Go through the entries below and copy each line containing the word "class".

**Input records:**
[Start of Attachment]

PR #1053, opened 2021-03-12
feat(query): absent over time function support

TanviBhavsar:
**Pull Request checklist**

Supoort for `absent_over_time()`


coordinator/src/main/scala/filodb.coordinator/queryplanner/PlannerMaterializer.scala
```diff
@@ -126,20 +125,27 @@ trait  PlannerMaterializer {
...
-    def materializeAbsentFunction(qContext: QueryContext,
+   def addAbsentFunctionMapper(vectors: PlanResult,
+                               columnFilters: Seq[ColumnFilter],
+                               rangeParams: RangeParams,
+                               queryContext: QueryContext): PlanResult = {
+    if (vectors.plans.length > 1) {
+      val targetActor = pickDispatcher(vectors.plans)
+      val topPlan = LocalPartitionDistConcatExec(queryContext, targetActor, vectors.plans)
+      topPlan.addRangeVectorTransformer(AbsentFunctionMapper(columnFilters, rangeParams,
+        dsOptions.metricColumn))
```
vishramachandran, line 136: Should not need to concat. You can add the RVT to each child plan. It will get concatenated if needed eventually.

coordinator/src/main/scala/filodb.coordinator/queryplanner/SingleClusterPlanner.scala
```diff
@@ -284,7 +284,10 @@ class SingleClusterPlanner(dsRef: DatasetRef,
       series.plans.foreach(_.addRangeVectorTransformer(PeriodicSamplesMapper(newStartMs, lp.stepMs,
         lp.endMs, window, Some(execRangeFn), qContext, lp.stepMultipleNotationUsed,
         paramsExec, lp.offsetMs, rawSource)))
-      series
+      if (execRangeFn == InternalRangeFunction.AbsentOverTime)
+        addAbsentFunctionMapper(series, lp.columnFilters,
+        RangeParams(lp.startMs / 1000, lp.stepMs / 1000, lp.endMs / 1000), qContext)
+      else series
```
vishramachandran, line 290: There is a leak in abstraction. There is some hidden magic (translation of absentOverTime to last sample) that is happening during execution, that this planner depends on. It is hard for reader concerned with planning to understand whats going on without digging very deep into implementation. 

Instead, we should plan with LastSample and apply the mapper right here so that the "magic" is visible in one place. 

Please also add a short description on the secret sauce of range function + existing mapper to achieve absent over time.

prometheus/src/main/scala/filodb/prometheus/ast/Functions.scala
```diff
@@ -180,12 +180,13 @@ trait Functions extends Base with Operators with Vectors {
...
         } else {
           val rangeExpression = seriesParam.asInstanceOf[RangeExpression]
+
           PeriodicSeriesWithWindowing(
             rangeExpression.toSeriesPlan(timeParams, isRoot = false),
             timeParams.start * 1000 , timeParams.step * 1000, timeParams.end * 1000,
             rangeExpression.window.millis(timeParams.step * 1000),
             rangeFunctionId, rangeExpression.window.timeUnit == IntervalMultiple,
-            otherParams, rangeExpression.offset.map(_.millis(timeParams.step * 1000)))
+            otherParams, rangeExpression.offset.map(_.millis(timeParams.step * 1000)), rangeExpression.columnFilters)
```
vishramachandran, line 189: I didnt get this change. Why does AbsentFunctionMapper need columnFilters ?

vishramachandran (changes requested):
Looks good. Needs some reorganizing. Thanks!

coordinator/src/main/scala/filodb.coordinator/queryplanner/PlannerMaterializer.scala
TanviBhavsar: If we apply AbsentFunctionMapper before concatenation of child responses results can be incorrect. Let's say some_metric has child results some_metric{instance="inst-0"} and some_metric{instance="inst-1"} and we execute some_metric{instance="inst-1"}. If at t1 inst=0 is present but inst-1 is not present,  AbsentFunctionMapper will return some_metric{instance="inst-1"}. When we concatenate final output will return  some_metric{instance="inst-1"} which is incorrect. Since some_metric{instance="inst-0"} is present absent(some_metric) should not return anything

prometheus/src/main/scala/filodb/prometheus/ast/Functions.scala
TanviBhavsar: absent_over_time creates range vector with column filters in original query.

coordinator/src/main/scala/filodb.coordinator/queryplanner/PlannerMaterializer.scala
vishramachandran: Are we doing the concatenation for the sake of label names ? We have to evaluate other means.
Premature concatenation is a performance issue. For example, if sum is done over these time series, all time series will be moved to one node and then aggregated instead of map-reduce. Lets talk on this one.

broneill:
The Antlr parser will need changes too.

broneill:
Actually, the Antlr parser won't need changes since you're only adding a new function. It should work just fine.

vishramachandran (approved):

vishramachandran:
Please add some docs in the planner to clarify that absent related functions, although arent documented as aggregation, perform aggregation implicitly. It will be confusing and non-obvious if not clarified

PR #1057, opened 2021-03-16
feat(core): Support for enabling/disabling Partial Query Results

vishramachandran:
**Pull Request checklist**

This PR enables input `partialResultsOk` flag. Output result now contains a `mayBePartial` flag accompanying a reason.

* Today we continue with query even if index / kafka recovery is not complete yielding partial results. If partialResults are enabled, we continue query processing. Otherwise, query is aborted with error.
* AskTimeoutException from one or more shards  errors entire query today. If `partialResultsOk` input flag is enabled, then AskTimeoutException is converted to EmptyResult and query processing continues.


query/src/main/scala/filodb/query/exec/SelectChunkInfosExec.scala
```diff
@@ -42,6 +43,13 @@ final case class SelectChunkInfosExec(queryContext: QueryContext,
   def doExecute(source: ChunkSource,
                 querySession: QuerySession)
                (implicit sched: Scheduler): ExecResult = {
+    if (!source.isReadyForQuery(dataset, shard)) {
+      if (!queryContext.plannerParams.partialResultsOk) {
+        throw new ServiceUnavailableException(s"Unable to answer query since shard $shard is still bootstrapping")
+      }
+      querySession.resultCouldBePartial = true
+      querySession.partialResultsReason = Some(s"Shard $shard still bootstrapping")
```
tjackpaul, line 51: Should this be list to avoid overriding when multiple shards are still bootstrapping ?

query/src/main/scala/filodb/query/exec/MetadataExecPlan.scala
```diff
@@ -112,7 +111,13 @@ final case class LabelValuesExec(queryContext: QueryContext,
   def doExecute(source: ChunkSource,
                 querySession: QuerySession)
                (implicit sched: Scheduler): ExecResult = {
-    val parentSpan = Kamon.currentSpan()
+    if (!source.isReadyForQuery(dataset, shard)) {
+      if (!queryContext.plannerParams.partialResultsOk) {
+        throw new ServiceUnavailableException(s"Unable to answer query since shard $shard is still bootstrapping")
+      }
+      querySession.resultCouldBePartial = true
+      querySession.partialResultsReason = Some(s"Shard $shard still bootstrapping")
```
tjackpaul, line 119: Should this be list to avoid overriding when multiple shards are still bootstrapping ?

core/src/main/scala/filodb.core/query/QueryContext.scala
```diff
@@ -31,7 +31,8 @@ case class PlannerParams(applicationId: String = "filodb",
                         splitSizeMs: Long = 1.day.toMillis,
                         skipAggregatePresent: Boolean = false,
                         processFailure: Boolean = true,
-                        processMultiPartition: Boolean = false)
+                        processMultiPartition: Boolean = false,
+                        partialResultsOk: Boolean = false)
```
tjackpaul, line 35: Rename this to `blockPartialResults` or `allowPartialResults`

query/src/main/scala/filodb/query/ResultTypes.scala
```diff
@@ -49,7 +51,9 @@ object QueryResultType extends Enum[QueryResultType] {
 
 final case class QueryResult(id: String,
                              resultSchema: ResultSchema,
-                             result: Seq[RangeVector]) extends QueryResponse {
+                             result: Seq[RangeVector],
+                             mayBePartial: Boolean = false,
+                             partialResultReason: Option[String] = None) extends QueryResponse {
```
tjackpaul, line 56: It should be a seq/list to keep adding multiple messages from each shard?

query/src/main/scala/filodb/query/ResultTypes.scala
```diff
@@ -49,7 +51,9 @@ object QueryResultType extends Enum[QueryResultType] {
 
 final case class QueryResult(id: String,
                              resultSchema: ResultSchema,
-                             result: Seq[RangeVector]) extends QueryResponse {
+                             result: Seq[RangeVector],
+                             mayBePartial: Boolean = false,
```
tjackpaul, line 55: `isPartial`

core/src/main/scala/filodb.core/query/QueryContext.scala
```diff
@@ -83,7 +84,9 @@ object QueryContext {
   */
 case class QuerySession(qContext: QueryContext,
                         queryConfig: QueryConfig,
-                        var lock: Option[Lock] = None) {
+                        var lock: Option[Lock] = None,
+                        var resultCouldBePartial: Boolean = false,
```
tjackpaul, line 88: `isPartial`

core/src/main/scala/filodb.core/query/QueryContext.scala
```diff
@@ -83,7 +84,9 @@ object QueryContext {
...
+                        var partialResultsReason: Option[String] = None) {
```
tjackpaul, line 89: It should be a seq/list to keep adding multiple messages from each shard?

tjackpaul (commented):
thanks for the quick PR @vishramachandran .. left few minor comments.. also , does it handle passing the partialResultReason across multiple clusters for the various stitching use-cases ?

query/src/main/scala/filodb/query/exec/SelectChunkInfosExec.scala
vishramachandran: I think one reason is good enough. Intent is to keep it simple. Any specific case where all reasons must be listed?

query/src/main/scala/filodb/query/ResultTypes.scala
vishramachandran: It is intentionally called `mayBePartial` and not `isPartial`. We can never be sure because the missed results could be empty.

tjackpaul: > We can never be sure because the missed results could be empty.

That means `mayBePartial` is always true with what you say? In this case if we are specifically targeting not answering queries or returning partial results when shards are not active, should the flag be specific about that instead of `mayBePartial` ?

query/src/main/scala/filodb/query/exec/SelectChunkInfosExec.scala
tjackpaul: When more than 1 shards are not active, why can not we return both the shard numbers in reason. It is against QueryResult object and not per timeseries, so it is already simple in that perspective. Sorry i did not get what do you mean by `keep it simple` here.

tjackpaul: Ok. As discussed, we can have a generic message here.

query/src/main/scala/filodb/query/ResultTypes.scala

[End of Attachment]

**Exercise answer:**
@@ -284,7 +284,10 @@ class SingleClusterPlanner(dsRef: DatasetRef,
@@ -42,6 +43,13 @@ final case class SelectChunkInfosExec(queryContext: QueryContext,
@@ -112,7 +111,13 @@ final case class LabelValuesExec(queryContext: QueryContext,
@@ -31,7 +31,8 @@ case class PlannerParams(applicationId: String = "filodb",
 final case class QueryResult(id: String,
 final case class QueryResult(id: String,
 case class QuerySession(qContext: QueryContext,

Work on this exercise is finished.